> RECORD EXCERPTS
=== Section Start ===
Issue #788, opened 2025-01-18
RFC: Files Table and DuckDB


humphd:
# Add Files Table and DuckDB File Integration

We've been adding DuckDB support to ChatCraft and it has some powerful features we'd like to use with files.  For example, being able to use SQL to query CSV, JSON, or Excel files, do full-text search of large text files, etc.  DuckDB-wasm also has its own concept of a file system, which we'd like to connect to our current files feature.

## Current Behaviour

Our current file feature mostly lives in `src/hooks/use-file-import.tsx`.  Users can copy/paste, drag-and-drop, or click `Options > Attach Files...` to include file content in messages.  In other words, file contents (text or extracted text, images as base64 encoded URLs) are included in messages to be sent to the LLM. This works well for small files.

Now that we have DuckDB and the concept of Tables, we want to add Files as well.  Files would be separate from messages, and would be stored in binary form in Dexie.

### 1. New Dexie Table

Add a new Table to Dexie, `files`, with the following layout:

```ts
interface ChatCraftFile {
  id: string; // unique hash of the file contents, for deduping
  name: string; // original file name
  type: string; // mime-type of the file (e.g., "text/csv")
  size: number; // size of file in bytes
  content: Blob; // binary content of file
  text?: string; // extracted text of file, base64 encoded version, etc  
  created: Date; // when the file was created
  expires: Date; // when the file can be deleted
  metadata?: Record<string, unknown> // extra metadata
}
```

### 2. File Processing Logic

Modify `src/hooks/use-file-import.tsx` as follows:

- always store imported files in the `files` table
- add logic to decide when to include a file's contents in the message (e.g., based on file type, size).  For example, a small PDF would get added as a message but a large one would not
- modify how images work to add as Markdown to human messages when including vs. what we do now with image URLs
- larger files can become available for RAG, DuckDB queries
- Periodic file expiry (e.g., timeout that runs hourly or something and looks at expiry field to compare to current date/time?)

### 3. DuckDB Integration

We need to expose files in the current chat (and possibly all files?) to the DuckDB virtual filesystem.  This would allow us to do SQL queries against the file data, for example:

- full-text search (RAG) which gets included in chats
- sql queries to obtain info from CSV, Excel, etc
- sql queries to join across multiple files

It would be nice if DuckDB could also write to the Dexie `files` table, so you can safe the results of things back into the chat.

### 4. UI Changes

[...]

PR #789, opened 2025-01-20
Initial support for files table in Dexie and DuckDB

humphd:
This begins the journey to implement #788.  I've done the minimum to get a workable thing.  There is lots more to do, but it's already amazing!

- Added a new `files` table, which tracks files by their hashed content id and includes metadata
- Added a `ChatCraftFile` class to make it easier to work with files and convert to/from various things
- Added `fileIds` Array to the `chats` table to track files associated with a chat
- Connected `ChatCraftFile` and `files` to the `use-file-import.ts` hook so attaching, pasting, dragging files into a chat all add them to the `files` table and associate with the current chat's files.
- Extended `duckdb-chatcraft.ts` to know about `ChatCraftFile`, bridging the filesystem from Dexie -> DuckDB (we still need to go the other way).
- Similar to what we do with `chatcraft.*` tables, auto-injects files into DuckDB when they are referenced in a SQL query (by name or id). Ive you go to `Options > Attach Files...` and add a CSV file, doing something like `select * from 'some-file-name.csv'` just works.
- Enhanced `/duck` command to be able to show all tables and all files, including virtual files in the chat we could inject.
- Added `/ls` slash command to list files in a chat
- Always store files in Dexie files table when imported.  Currently I'm not changing how the `imageUrls` work at all.

For follow-ups--I don't want to bother with this stuff now, but so I don't forget:

- I haven't got the `runCode` working with file injection yet, since it requires the `chat` to be passed all the way through to the inner component.  We should probably make a React Context and Hook for this, so you can do `const chat = useChat()`
- File expiry.  Currently I only have an optional field.
- Start moving `imageUrls` out of `messages` and into `files`
- Figure out when to embed a file's content in the chat (e.g., based on type, size, etc).
- We need some preference UI for signalling how to handle things with files (e.g., expiry, sizes when to inject)
- Think about how to handle sharing.  Currently I don't try to serialize files into shared chats.
- Add support for using partial versions of file hashes (like short SHAs in GitHub) so you don't have paste the whole thing into a SQL statement
- Think about file deduping (e.g., we store by hash id) and how that affects file names.  I could add the same file more than once, and the original filename might differ from the new one.  Do we care?

### DIFF
--- a/src/hooks/use-file-import.tsx
+++ b/src/hooks/use-file-import.tsx
@@ -182,29 +182,25 @@ export function useFileImport({ chat, onImageImport }: UseFileImportOptions) {
 
   const importFile = useCallback(
     async (file: File, contents: string | JinaAiReaderResponse) => {
-      let chatCraftFile: ChatCraftFile;
+      const isImage = file.type.startsWith("image/");
+      const isPDF = file.type === "application/pdf";
+      const isWordDoc =
+        file.type === "application/vnd.openxmlformats-officedocument.wordprocessingml.document";
 
-      if (file.type.startsWith("image/")) {
-        const base64 = contents as string;
-        chatCraftFile = await ChatCraftFile.findOrCreate(file, { text: base64 });
-        onImageImport(base64);
-      } else if (file.type === "application/pdf") {
-        const document = (contents as JinaAiReaderResponse).data;
-        chatCraftFile = await ChatCraftFile.findOrCreate(file, { text: document.content });
-        await chat.addMessage(new ChatCraftHumanMessage({ text: `${document.content}\n` }));
-      } else if (
-        file.type === "application/vnd.openxmlformats-officedocument.wordprocessingml.document"
-      ) {
-        const document = contents as string;
-        chatCraftFile = await ChatCraftFile.findOrCreate(file, { text: document });
-        await chat.addMessage(new ChatCraftHumanMessage({ text: `${document}\n` }));
-      } else {
-        const document = contents as string;
-        chatCraftFile = await ChatCraftFile.findOrCreate(file, { text: document });
-        await chat.addMessage(new ChatCraftHumanMessage({ text: `${document}\n` }));
-      }
+      // Extract text based on file type
+      const text = isPDF ? (contents as JinaAiReaderResponse).data.content : (contents as string);
 
+      // Create or find the ChatCraftFile in the files table and add to the chat
+      const chatCraftFile = await ChatCraftFile.findOrCreate(file, { text });
       await chat.addFile(chatCraftFile);
+
+      // Add the file's contents to the chat as a message
+      if (isImage) {
+        onImageImport(text);
+      } else if (isPDF || isWordDoc || !isImage) {
+        // Add the content as a human message for non-image files
+        await chat.addMessage(new ChatCraftHumanMessage({ text: `${text}\n` }));
+      }
     },
     [chat, onImageImport]
   );
--- a/src/hooks/use-file-import.tsx
+++ b/src/hooks/use-file-import.tsx
@@ -5,6 +5,7 @@ import { ChatCraftHumanMessage } from "../lib/ChatCraftMessage";
 import { compressImageToBase64, formatAsCodeBlock } from "../lib/utils";
 import { getSettings } from "../lib/settings";
 import { JinaAIProvider, type JinaAiReaderResponse } from "../lib/providers/JinaAIProvider";
+import { ChatCraftFile } from "../lib/ChatCraftFile";
 
 function readTextFile(file: File) {
   return new Promise<string>((resolve, reject) => {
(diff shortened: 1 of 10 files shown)


tarasglek:
> Think about file deduping (e.g., we store by hash id) and how that affects file names. I could add the same file more than once, and the original filename might differ from the new one. Do we care?

Everything is solvable with more layers of indirection :)

This is solved by adding another 'file-content' table

src/lib/ChatCraftFile.ts
```diff
@@ -0,0 +1,317 @@
...
+
+export class ChatCraftFile {
+  readonly id: string;
+  readonly name: string;
+  readonly type: string;
+  readonly size: number;
+  readonly content: Blob;
+  text?: string;
+  readonly created: Date;
+  expires?: Date;
```
tarasglek, line 27: lets not add expires for now.. We can stuff expires into metadata

src/lib/ChatCraftFile.ts
```diff
@@ -0,0 +1,317 @@
...
+   * @param input File or ChatCraftOptions
+   * @returns ChatCraftFile instance
+   */
+  static async findOrCreate(
+    input: File | ChatCraftFileOptions,
+    additionalOptions: Partial<ChatCraftFileOptions>
+  ): Promise<ChatCraftFile> {
+    let options: ChatCraftFileOptions;
+
+    if (input instanceof File) {
```
tarasglek, line 83: this only makes sense to do via sha

src/lib/ChatCraftFile.ts
```diff
@@ -0,0 +1,317 @@
...
+ * Examples:
+ * - *.csv           -> matches: test.csv, data.csv
+ * - data/*.json     -> matches: data/config.json, data/1.json
+ * - logs/????-*.log -> matches: logs/2023-01.log, logs/2024-02.log
+ *
+ * @param pattern Glob pattern (defaults to '*' for all files)
+ * @param options Listing options for sorting and filtering
+ * @returns Array of matching ChatCraftFile instances
+ */
+export async function ls(
```
tarasglek, line 282: Why not use duckdb glob here?

src/lib/commands/DuckCommand.ts
```diff
@@ -1,33 +1,49 @@
...
 
     if (!args?.length) {
+      // Show all the tables, as well as the chatcraft.* virtual tables
       sql = "SHOW TABLES;";
       markdown = await getTables();
+      messageParts.push(...this.formatSqlQueryAndResult(sql, markdown));
+
+      // Include files if there are any, including files in the chat
+      const files = await chat.files();
+      if (files.length) {
```
tarasglek, line 35: love it

tarasglek:
Overall, nice stuff. What's left to land this? Just my review?

src/hooks/use-file-import.tsx
```diff
@@ -180,22 +181,30 @@ export function useFileImport({ chat, onImageImport }: UseFileImportOptions) {
   const settings = getSettings();
 
   const importFile = useCallback(
-    (file: File, contents: string | JinaAiReaderResponse) => {
+    async (file: File, contents: string | JinaAiReaderResponse) => {
+      let chatCraftFile: ChatCraftFile;
+
       if (file.type.startsWith("image/")) {
         const base64 = contents as string;
+        chatCraftFile = await ChatCraftFile.findOrCreate(file, { text: base64 });
```
tarasglek, line 189: I'm 99% sure
```ts
const importFile = useCallback(
  async (file: File, contents: string | JinaAiReaderResponse) => {
    const isImage = file.type.startsWith("image/");
    const isPDF = file.type === "application/pdf";

    // Extract text based on file type
    const text = isPDF
      ? (contents as JinaAiReaderResponse).data.content
      : (contents as string);

    // Handle image import and non-image logic separately
    if (isImage) {
      onImageImport(text);
    } else {
      // Add the content as a human message for non-image files
      await chat.addMessage(new ChatCraftHumanMessage({ text: `${text}\n` }));
    }

    // Create or find the ChatCraftFile and add it to the chat
    const chatCraftFile = await ChatCraftFile.findOrCreate(file, { text });
    await chat.addFile(chatCraftFile);
  },
  [chat, onImageImport]
);
```
is the correct way to rewrite this

src/lib/ChatCraftFile.ts
humphd: That's exactly what it will do.  Below this, I calculate the sha based on the file.

This lets us receive a `File` object in the app and use it to do a search, handling the hashing internally.

src/lib/ChatCraftFile.ts
humphd: This is not part of duckdb, it's the files in Dexie.  We also need it for duckdb, but not in this file.

src/lib/duckdb-chatcraft.ts
```diff
@@ -115,3 +163,61 @@ export async function getTables() {
...
   return jsonToMarkdownTable(json);
 }
+
+/**
+ * Get a list of all files available in DuckDB's virtual
+ * filesystem, as well as any files that we could inject
+ * from the chat's files.
+ * @param chat the ChatCraftChat, potentially with files
+ */
+export async function getFiles(chat: ChatCraftChat) {
```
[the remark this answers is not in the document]
humphd: Let's enhance this in a follow up.  I wonder if we should be returning an object like this:

```ts
const result = query('select ...');

// result can now be used in various ways:
const markdown = result.toMarkdown();
const json = result.toJSON();
...
```

We could add some way to do further sub-queries on it too, by passing the Arrow Table result back into DuckDB and running another sql query.

humphd:
@tarasglek I think this is good to go.  If you're ok with it, let's merge and keep improving in follow-ups.

humphd:
Made one more fix: creating files in duckdb now means they also show-up when you do `/duck`:

Screenshot 2025-01-22 at 8 37 20 PM

We can do file download, using as attachments in the chat, etc. in a follow-up.

src/lib/duckdb-chatcraft.ts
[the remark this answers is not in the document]
tarasglek: I like your proposal of an object with multiple "projections"...ok with followup

tarasglek:
Fantastic work here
=== Section End ===
> REQUIRED ACTION
Please, starting with the first line of the material above, write out each line exactly and finish on the line that includes "- larger files".

> ANSWER TO THIS TASK
Issue #788, opened 2025-01-18
RFC: Files Table and DuckDB


humphd:
# Add Files Table and DuckDB File Integration

We've been adding DuckDB support to ChatCraft and it has some powerful features we'd like to use with files.  For example, being able to use SQL to query CSV, JSON, or Excel files, do full-text search of large text files, etc.  DuckDB-wasm also has its own concept of a file system, which we'd like to connect to our current files feature.

## Current Behaviour

Our current file feature mostly lives in `src/hooks/use-file-import.tsx`.  Users can copy/paste, drag-and-drop, or click `Options > Attach Files...` to include file content in messages.  In other words, file contents (text or extracted text, images as base64 encoded URLs) are included in messages to be sent to the LLM. This works well for small files.

Now that we have DuckDB and the concept of Tables, we want to add Files as well.  Files would be separate from messages, and would be stored in binary form in Dexie.

### 1. New Dexie Table

Add a new Table to Dexie, `files`, with the following layout:

```ts
interface ChatCraftFile {
  id: string; // unique hash of the file contents, for deduping
  name: string; // original file name
  type: string; // mime-type of the file (e.g., "text/csv")
  size: number; // size of file in bytes
  content: Blob; // binary content of file
  text?: string; // extracted text of file, base64 encoded version, etc  
  created: Date; // when the file was created
  expires: Date; // when the file can be deleted
  metadata?: Record<string, unknown> // extra metadata
}
```

### 2. File Processing Logic

Modify `src/hooks/use-file-import.tsx` as follows:

- always store imported files in the `files` table
- add logic to decide when to include a file's contents in the message (e.g., based on file type, size).  For example, a small PDF would get added as a message but a large one would not
- modify how images work to add as Markdown to human messages when including vs. what we do now with image URLs
- larger files can become available for RAG, DuckDB queries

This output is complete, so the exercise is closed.